Every record below must be returned exactly as it was received.

((

PR #319, opened 2019-07-11
Add more control over BatchEventProcessor.

mikecdavis:
## Summary
- Add flush method to BatchEventProcessor.
- Allow BatchEventProcessor to be restarted.
- Add option to build BatchEventProcessor without starting the processing thread.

))

Reply:
PR #319, opened 2019-07-11
Add more control over BatchEventProcessor.

mikecdavis:
## Summary
- Add flush method to BatchEventProcessor.
- Allow BatchEventProcessor to be restarted.
- Add option to build BatchEventProcessor without starting the processing thread.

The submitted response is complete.